Flink Jira Bot updated FLINK-13721:
-----------------------------------
      Labels: auto-deprioritized-major auto-deprioritized-minor feature 
improvement newbie  (was: auto-deprioritized-major feature improvement newbie 
stale-minor)
    Priority: Not a Priority  (was: Minor)

This issue was labeled "stale-minor" 7 days ago and has not received any 
updates so it is being deprioritized.

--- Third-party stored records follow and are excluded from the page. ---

PR #845, opened 2023-04-04
fix(route-viewer): always fetch route type

miles-grant-ibigroup:
**Description:**

This PR fixes the bug where routes would jump around on hover. The issue is the routing sort included `type` which wasn't initially fetched. As it's very inexpensive to fetch this extra field, this is done in the initial route call, which both improves the sort and ensures that there is no jumping around on hover

**PR Checklist:**

### DIFF
--- a/lib/actions/apiV2.js
+++ b/lib/actions/apiV2.js
@@ -641,6 +641,7 @@ export function findRoutes() {
             longName
             shortName
             mode
+            type
             color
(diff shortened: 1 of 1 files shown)


binh-dam-ibigroup (approved):
LGTM!

AdrianaCeric (approved):
Great fix!

PR #850, opened 2023-04-06
Avoid Route Viewer Crash on Refresh

miles-grant-ibigroup:
**Description:**

Currently clicking on a route viewer route and reloading the page causes a crash. This PR fixes this.

**PR Checklist:**


miles-grant-ibigroup:
That looks correct to me. I'm only noticing it on some routes where the agency id contains non-numbers

binh-dam-ibigroup (approved):
Good fix, I was able to reproduce using a call-taker config.

PR #1102, opened 2023-12-29
Third pattern filtering patch

miles-grant-ibigroup:
**Description:**
This should hopefully be the last patch to the pattern filtering. This is what I get for not writing unit tests for this... This PR resolves the edge case where we have 2 patterns with the same length that are different. Currently, they're both thrown out (both subsets of each other) but this is clearly wrong. We correct this by adjusting one condition!

Unit tests failing until nearby view is merged

**PR Checklist:**


amy-corson-ibigroup (approved):
Why stop at a third, keep them coming! 🤠

daniel-heppner-ibigroup (approved):
Looks fine to me, do you want to merge it into nearby view first?

miles-grant-ibigroup:
Yes please @daniel-heppner-ibigroup. I will change target branch

PR #1103, opened 2023-12-30
some updates to example-config.yml

Pi-Cla:
**Description:**
Fix issue with ModeSelector for bicycle not having the label be recognized due to configuration using key `bike` instead of `bicycle`. See here: https://github.com/opentripplanner/otp-ui/blob/423502b5a281befbf0a0c0d84c4ba0aba6636b18/packages/trip-form/src/MetroModeSelector/i18n.ts#L29

Stamen Toner Lite is now being hosted on [Stadia](https://docs.stadiamaps.com/guides/migrating-from-stamen-map-tiles/) so update url to point to it now

**PR Checklist:**

Before
before
After
after


daniel-heppner-ibigroup (approved):
Good catch on this, thank you for the contribution!

miles-grant-ibigroup (approved):
This looks great thanks so much for your changes!

PR #1105, opened 2024-01-02
Convert monitored trip alert timestamps to seconds

binh-dam-ibigroup:
## Description

This PR adds a timestamp conversion to seconds for monitored trip alerts so that their effective date
displays with the correct year in the monitored trip editor.

For the first PR of the year, some snapshots needed to be updated.

**PR Checklist:**


miles-grant-ibigroup (approved):
How was this not previously caught ???

binh-dam-ibigroup:
> How was this not previously caught ???

See how much time we have been working on alerts lately!

lib/components/user/monitored-trip/trip-status-rendering-strategies/base-renderer.js
```diff
@@ -50,8 +62,11 @@ export default function baseRenderer(monitoredTrip) {
     )
   }
 
-  // set some alert data if the matching itinerary exists
-  data.alerts = data.matchingItinerary && data.matchingItinerary.alerts
+  // Set some alert data if the matching itinerary exists.
+  // (Convert alert timestamps in milliseconds to seconds for display using alerts body.)
+  data.alerts =
+    data.matchingItinerary &&
+    data.matchingItinerary.alerts.map(withAlertTimestampsInSeconds)
```
daniel-heppner-ibigroup, line 69: could you write this using null coalescing operator?

daniel-heppner-ibigroup (approved):
Wow, good catch!

lib/components/user/monitored-trip/trip-status-rendering-strategies/base-renderer.js
binh-dam-ibigroup: Did you mean optional chaining? As written, `data.alerts` can be `null` and the existing code supports that.

PR #1106, opened 2024-01-04
fix(stop-viewer): Fix camel case on realTime

amy-corson-ibigroup:
**Description:**

An issue with camelcase was accidentally filtering out ALL times in the stop viewer, leaving the departures pane blank!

If this ticket is actually Minor, please 
raise the priority and ask a committer to assign you the issue or revive the 
public discussion.


> BroadcastState should support StateTTL
> --------------------------------------
>
>                 Key: FLINK-13721
>                 URL: https://issues.apache.org/jira/browse/FLINK-13721
>             Project: Flink
>          Issue Type: Improvement
>          Components: API / DataStream, Runtime / State Backends
>    Affects Versions: 1.8.1
>         Environment: MacOS 10.14.6 running IntelliJ Idea Ultimate 2019.2, 
> Flink version 1.8.1
>            Reporter: Kerem Ulutaş
>            Priority: Not a Priority
>              Labels: auto-deprioritized-major, auto-deprioritized-minor, 
> feature, improvement, newbie
>         Attachments: DebugBroadcastStateTTL.java, IntHolder.java, 
> StringHolder.java, flink_broadcast_state_ttl_debug.log
>
>
> Hi everyone,
> Sorry if I'm doing anything wrong, this is my first issue in Apache Jira.

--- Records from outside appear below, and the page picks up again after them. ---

PR #1112, opened 2024-01-17
Add support for mode icon overrides by route

amy-corson-ibigroup:
**Description:**
Makes mode icon overrides configurable! Changes mode icon displayed based on config without changing anything else.

**PR Checklist:**


miles-grant-ibigroup (changes requested):
I'm not a huge fan of all this new code... Could we instead just change each `<ModeIcon ...` to include a new routeId prop? And then inside the modeIcon component we can do all the logic we need. That way we don't have to write all this new code and don't have to add any new features to config.yaml?

amy-corson-ibigroup:
So would you add all the key value pairs to the custom mode icon renderer in this config.js file? That seems like it would get messy? 

I thought of adding a prop to the `ModeIcon` but the problem I ran into is the `LegIconWithAlly` component we pass to OTP-UI. I guess we could add the prop in OTP-UI too but keeping it in otp-rr seemed a little easier?

miles-grant-ibigroup:
> So would you add all the key value pairs to the custom mode icon renderer in this config.js file? That seems like it would get messy?
> 
It's messier than yours that's true but I think I prefer a cleaner otp-rr to a cleaner config. Happy to punt this to the tech call though if you think we should get everyone's feedback

> I thought of adding a prop to the `ModeIcon` but the problem I ran into is the `LegIconWithAlly` component we pass to OTP-UI. I guess we could add the prop in OTP-UI too but keeping it in otp-rr seemed a little easier?

Oh grr... I still think it's cleaner than this though! An entire new set of methods for a feature like this is giving me the ick

lib/components/narrative/metro/route-block.tsx
```diff
@@ -142,13 +149,15 @@ const RouteBlock = ({
...
+  console.log(leg)
+
   return (
     <>
       {showDivider && previousLegMode && <Divider>•</Divider>}
       <Wrapper className="route-block-wrapper">
         {leg.mode !== previousLegMode && (
           <LegIconWrapper>
-            <LegIcon height={28} leg={leg} />
+            <LegIcon height={28} leg={leg} routeId={leg.routeId || null} />
```
miles-grant-ibigroup, line 160: Why are we explicitly adding `leg.routeId` when we're already sending the entire `leg`?

lib/components/narrative/metro/route-block.tsx
```diff
@@ -142,13 +149,15 @@ const RouteBlock = ({
     }
   }
 
+  console.log(leg)
```
miles-grant-ibigroup, line 152: oops!

lib/components/viewers/RouteRow.js
```diff
@@ -192,6 +192,7 @@ export class RouteRow extends PureComponent {
                   }}
                   mode={getModeFromRoute(route)}
                   role="img"
+                  routeId={route.id}
```
miles-grant-ibigroup, line 195: Could we just add this to the `leg` like we do with the long and short names?

miles-grant-ibigroup (changes requested):
Some architecture questions

lib/components/narrative/metro/route-block.tsx
amy-corson-ibigroup: you dont want to keep ?

lib/components/narrative/metro/route-block.tsx
amy-corson-ibigroup: Yes good point!!

amy-corson-ibigroup:
The leg prop was not making it through `ClassicLegIcon`, so this fix now also relies on https://github.com/opentripplanner/otp-ui/pull/707

miles-grant-ibigroup (changes requested):
A few more cleanup possibilities!

lib/components/narrative/line-itin/LegIconWithA11y.tsx
```diff
@@ -19,7 +19,7 @@ const LegIconWithA11y = (props: any) => {
   const ariaLabel = isTransit(mode) ? getFormattedMode(mode, intl) : null
   return (
     <>
-      <LegIcon {...props} />
+      <LegIcon {...props} leg={leg} />
```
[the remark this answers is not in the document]
amy-corson-ibigroup: Good catch thank you!

lib/components/narrative/line-itin/LegIconWithA11y.tsx
```diff
@@ -17,6 +17,7 @@ const LegIconWithA11y = (props: any) => {
   const { leg } = props
   const { mode } = leg
   const ariaLabel = isTransit(mode) ? getFormattedMode(mode, intl) : null
+  console.log(props)
```
miles-grant-ibigroup, line 20: Whoops!

miles-grant-ibigroup (approved):
One last clean up and then I think we're finally good to go! What a tiny PR this wound up being haha

lib/components/narrative/line-itin/LegIconWithA11y.tsx
amy-corson-ibigroup: what is going on with me!!!

binh-dam-ibigroup (approved):

PR #1113, opened 2024-01-17
Fetch Auth0 Token on reload

amy-corson-ibigroup:
**Description:**
Fixes a little bug where if you are logged in, refresh the page, and then go to account page, you'd hit an endless loading spinner. 

**PR Checklist:**

### DIFF
--- a/lib/components/user/with-logged-in-user-support.js
+++ b/lib/components/user/with-logged-in-user-support.js
@@ -78,10 +78,19 @@ class UserLoaderScreen extends Component {
   }
 
   render() {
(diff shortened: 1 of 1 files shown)


binh-dam-ibigroup (approved):
Oh yes, great, thank you!

miles-grant-ibigroup (changes requested):
Woaaah... I'm a little nervous about putting this in the render method. It looks like we have this same code block inside `componentDidUpdate` already. If that's not working should we maybe consider moving it to `componentDidMount`? Or somehow make sure `componentDidUpdate` fires?

amy-corson-ibigroup:
Works even better in `componentDidMount`!

PR #1116, opened 2024-01-23
fix: don't use the old otp-ui query param framework

daniel-heppner-ibigroup:
**Description:**
There was a really subtle bug where in instances where the query didn't succeed, any query parameters that come from otp-ui's list of query parameters would overwrite the parameters set in the UI in the url search string. 

This PR removes that functionality entirely, since I don't think it's needed anymore with the new mode selector. 

There *could* be some edge case or config I can't checked that breaks with this, so it should require a lot of testing.

### DIFF
--- a/lib/actions/api.js
+++ b/lib/actions/api.js
@@ -17,7 +17,7 @@ import v2Actions from './apiV2'
 
 if (typeof fetch === 'undefined') require('isomorphic-fetch')
 
-const { getRoutingParams, getUrlParams } = coreUtils.query
+const { getUrlParams } = coreUtils.query
 
 // Generic API actions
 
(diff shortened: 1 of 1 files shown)


miles-grant-ibigroup (approved):
Got this working across all instances!

binh-dam-ibigroup (changes requested):
This PR would make trip searches un-bookmarkable. We and clients and users use trip bookmarks extensively, so this would be a major feature loss. I recommend closing this PR, and instead work on removing obsolete params from the search URL.

daniel-heppner-ibigroup:
@binh-dam-ibigroup You're right. I hadn't considered that. The mode selector state is stored in the URL directly and is not affected by this, but indeed the from/to fields are and some other params.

> I have a use case which requires 2 data streams to be cross joined. To be 
> exact, one stream is location updates from clients and the other stream is 
> event data with location information. I'm trying to get events that happen 
> within a certain radius of client location(s).
> Since the streams can not be related to each other by using a common key for 
> partitioning, I have to broadcast client updates to all tasks and evaluate 
> the radius check for each event.
> The requirement here is, if we don't receive any location updates from a 
> client for a certain amount of time, we should consider the client is "gone" 
> (similar to the rationale stated in FLINK-3089 description)
> I have attached the sample application classes I used to debug 
> \{{BroadcastState}} and \{{StateTTL}} together.
> The output (see flink_broadcast_state_ttl_debug.log) shows that client "c0" 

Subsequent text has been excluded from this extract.